◆ **AVAILABLE DATA**:
PR #3098, opened 2024-11-04
perf: using one RWLock per thread

tusharmath:
- **trying a new implementation for dedupe**
- **add lrwlock**
- **update dedupe with lrwlock**
- **reset the read flag**
- **use a vector instead of thread local**


tusharmath:
Performance severely degraded.

PR #3124, opened 2024-11-19
feat: support multiple resolvers on fields

### LINKED ISSUE #3120: Support multiple resolvers on fields
Currently, only one resolver at a time is supported on a field. We want to change it to allow multiple resolvers:

**DSL Changes**

```graphql
type Query {
  data: Data
    @http(url: "http://api.com/foo")
    @http(url: "http://api.com/bar")

  dataList: [Data]
    @http(url: "http://api.com/foo")
    @http(url: "http://api.com/bar")
}
```

**Runtime Changes**

- Given multiple resolvers (HTTP gRPC or GraphQL) the expectation is to perform deep merge as follows by creating a new object with the own properties of the first object merged with the own properties of the second object. If a key exists in both objects:
	
	1. and both values are objects, the two values will be recursively merged
	2. otherwise if the value is an array, the two values should be concatenated
	3. otherwise the value from the second object will be used.

- Note the `select` operation should be applied first on the HTTP and only then should it be picked up for merging.

**Technical Requirements**
- Add unit tests for this deep merge algorithm
- Add integration tests to check end to end execution flow is implemented correctly.

meskill:
**Summary:**  

**Issue Reference(s):**  
Fixes #3120

**Build & Testing:**

**Checklist:**


src/core/config/resolver.rs
```diff
@@ -53,3 +56,87 @@ impl Resolver {
         }
     }
 }
+
+#[derive(Default, Clone, Debug, PartialEq, Eq, schemars::JsonSchema)]
+pub struct Resolvers(pub Vec<Resolver>);
```
tusharmath, line 61:
```suggestion
pub struct ResolverSet(pub Vec<Resolver>);
```

I think we can use the untagged feature of serde and convert this into an enum.

```rust
enum ResolverSet {
    One(Resolver)
    Many(Vec<Resolver>)
}
```

src/core/config/resolver.rs
```diff
@@ -53,3 +56,87 @@ impl Resolver {
...
+// to provide compatibility with old tests where
+// the same resolver could be defined in multiple configs
+// leading to duplicated resolver in such tests
+impl MergeRight for Resolvers {
+    fn merge_right(self, other: Self) -> Self {
+        if other.is_empty() {
+            self
+        } else {
+            other
+        }
```
tusharmath, line 140: This is exactly how this feature is going to be extremely useful. While merging we should combine the the two resolvers.

src/core/ir/eval.rs
```diff
@@ -95,6 +96,21 @@ impl IR {
...
+                    }))
+                    .await
+                    .into_iter()
+                    .collect::<Result<_, _>>()?;
+
+                    Ok(results
+                        .into_iter()
+                        .reduce(|acc, result| acc.merge_right(result))
+                        .unwrap_or_default())
+                }
```
tusharmath, line 113:
```suggestion
                    // TODO: This is a very opinionated merge. We should allow users to customize how they would like to merge the values. In future we should support more merging capabilities by adding an additional parameter to `Merge`.
                    Ok(results
                        .into_iter()
                        .reduce(|acc, result| acc.merge_right(result))
                        .unwrap_or_default())
                }
```

src/core/ir/eval.rs
```diff
@@ -150,3 +166,72 @@ impl IR {
         })
     }
 }
+
+#[cfg(test)]
+mod tests {
+    use super::*;
+
+    mod merge {
```
tusharmath, line 174: Move tests closer to implementation or vice versa.

tusharmath:
@meskill Thanks! This is a great PR. We need to update the docs for each directive here — https://tailcall.run/docs/tailcall-dsl-graphql-custom-directives/

src/core/ir/eval.rs
karatakis: I moved it closer to implementation

src/core/config/resolver.rs
karatakis: I modified the merging operation to concat unique resolvers. Only one test broke

src/core/ir/eval.rs
meskill: It's already along the implementation. Please, note, it's a test for a `IR::Merge` not merge_right or anything

src/core/config/resolver.rs
meskill: that's what I've tried in the first place and the current implementation it's what I ended up, since we want:
- provide compatibility with previous definition where Resolver was flatten
- provide new option `resolvers: []` where it's not flatten anymore

There are limitations in serde to express this

meskill:
> @meskill Thanks! This is a great PR. We need to update the docs for each directive here — https://tailcall.run/docs/tailcall-dsl-graphql-custom-directives/

added documentation here https://github.com/tailcallhq/tailcallhq.github.io/pull/560

tusharmath (approved):

tusharmath (approved):

PR #3169, opened 2024-11-27
docs(3163): adds documentation for link type

Yash-sudo-web:
**Summary:**  
_Briefly describe the changes made in this PR._

**Issue Reference(s):**  
Fixes https://github.com/tailcallhq/tailcall/issues/3163
/claim https://github.com/tailcallhq/tailcall/issues/3163

**Build & Testing:**

- [x] I ran `cargo test` successfully.
- [x] I have run `./lint.sh --mode=fix` to fix all linting issues raised by `./lint.sh --mode=check`.

**Checklist:**

- [x] I have added relevant unit & integration tests.
- [x] I have updated the [documentation] accordingly.
- [x] I have performed a self-review of my code.
- [x] PR follows the naming convention of `<type>(<optional scope>): <title>`

[documentation]: https://github.com/tailcallhq/tailcallhq.github.io/tree/develop/docs

PR #3173, opened 2024-11-28
fix: check if graphql schema should be updated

◆ **EXERCISE INSTRUCTIONS**:
Everything in the listing should be set down again exactly.

◆ **FINISHED TASK**:
PR #3098, opened 2024-11-04
perf: using one RWLock per thread

tusharmath:
- **trying a new implementation for dedupe**
- **add lrwlock**
- **update dedupe with lrwlock**
- **reset the read flag**
- **use a vector instead of thread local**


tusharmath:
Performance severely degraded.

PR #3124, opened 2024-11-19
feat: support multiple resolvers on fields

### LINKED ISSUE #3120: Support multiple resolvers on fields
Currently, only one resolver at a time is supported on a field. We want to change it to allow multiple resolvers:

**DSL Changes**

```graphql
type Query {
  data: Data
    @http(url: "http://api.com/foo")
    @http(url: "http://api.com/bar")

  dataList: [Data]
    @http(url: "http://api.com/foo")
    @http(url: "http://api.com/bar")
}
```

**Runtime Changes**

- Given multiple resolvers (HTTP gRPC or GraphQL) the expectation is to perform deep merge as follows by creating a new object with the own properties of the first object merged with the own properties of the second object. If a key exists in both objects:
	
	1. and both values are objects, the two values will be recursively merged
	2. otherwise if the value is an array, the two values should be concatenated
	3. otherwise the value from the second object will be used.

- Note the `select` operation should be applied first on the HTTP and only then should it be picked up for merging.

**Technical Requirements**
- Add unit tests for this deep merge algorithm
- Add integration tests to check end to end execution flow is implemented correctly.

meskill:
**Summary:**  

**Issue Reference(s):**  
Fixes #3120

**Build & Testing:**

**Checklist:**


src/core/config/resolver.rs
```diff
@@ -53,3 +56,87 @@ impl Resolver {
         }
     }
 }
+
+#[derive(Default, Clone, Debug, PartialEq, Eq, schemars::JsonSchema)]
+pub struct Resolvers(pub Vec<Resolver>);
```
tusharmath, line 61:
```suggestion
pub struct ResolverSet(pub Vec<Resolver>);
```

I think we can use the untagged feature of serde and convert this into an enum.

```rust
enum ResolverSet {
    One(Resolver)
    Many(Vec<Resolver>)
}
```

src/core/config/resolver.rs
```diff
@@ -53,3 +56,87 @@ impl Resolver {
...
+// to provide compatibility with old tests where
+// the same resolver could be defined in multiple configs
+// leading to duplicated resolver in such tests
+impl MergeRight for Resolvers {
+    fn merge_right(self, other: Self) -> Self {
+        if other.is_empty() {
+            self
+        } else {
+            other
+        }
```
tusharmath, line 140: This is exactly how this feature is going to be extremely useful. While merging we should combine the the two resolvers.

src/core/ir/eval.rs
```diff
@@ -95,6 +96,21 @@ impl IR {
...
+                    }))
+                    .await
+                    .into_iter()
+                    .collect::<Result<_, _>>()?;
+
+                    Ok(results
+                        .into_iter()
+                        .reduce(|acc, result| acc.merge_right(result))
+                        .unwrap_or_default())
+                }
```
tusharmath, line 113:
```suggestion
                    // TODO: This is a very opinionated merge. We should allow users to customize how they would like to merge the values. In future we should support more merging capabilities by adding an additional parameter to `Merge`.
                    Ok(results
                        .into_iter()
                        .reduce(|acc, result| acc.merge_right(result))
                        .unwrap_or_default())
                }
```

src/core/ir/eval.rs
```diff
@@ -150,3 +166,72 @@ impl IR {
         })
     }
 }
+
+#[cfg(test)]
+mod tests {
+    use super::*;
+
+    mod merge {
```
tusharmath, line 174: Move tests closer to implementation or vice versa.

tusharmath:
@meskill Thanks! This is a great PR. We need to update the docs for each directive here — https://tailcall.run/docs/tailcall-dsl-graphql-custom-directives/

src/core/ir/eval.rs
karatakis: I moved it closer to implementation

src/core/config/resolver.rs
karatakis: I modified the merging operation to concat unique resolvers. Only one test broke

src/core/ir/eval.rs
meskill: It's already along the implementation. Please, note, it's a test for a `IR::Merge` not merge_right or anything

src/core/config/resolver.rs
meskill: that's what I've tried in the first place and the current implementation it's what I ended up, since we want:
- provide compatibility with previous definition where Resolver was flatten
- provide new option `resolvers: []` where it's not flatten anymore

There are limitations in serde to express this

meskill:
> @meskill Thanks! This is a great PR. We need to update the docs for each directive here — https://tailcall.run/docs/tailcall-dsl-graphql-custom-directives/

added documentation here https://github.com/tailcallhq/tailcallhq.github.io/pull/560

tusharmath (approved):

tusharmath (approved):

PR #3169, opened 2024-11-27
docs(3163): adds documentation for link type

Yash-sudo-web:
**Summary:**  
_Briefly describe the changes made in this PR._

**Issue Reference(s):**  
Fixes https://github.com/tailcallhq/tailcall/issues/3163
/claim https://github.com/tailcallhq/tailcall/issues/3163

**Build & Testing:**

- [x] I ran `cargo test` successfully.
- [x] I have run `./lint.sh --mode=fix` to fix all linting issues raised by `./lint.sh --mode=check`.

**Checklist:**

- [x] I have added relevant unit & integration tests.
- [x] I have updated the [documentation] accordingly.
- [x] I have performed a self-review of my code.
- [x] PR follows the naming convention of `<type>(<optional scope>): <title>`

[documentation]: https://github.com/tailcallhq/tailcallhq.github.io/tree/develop/docs

PR #3173, opened 2024-11-28
fix: check if graphql schema should be updated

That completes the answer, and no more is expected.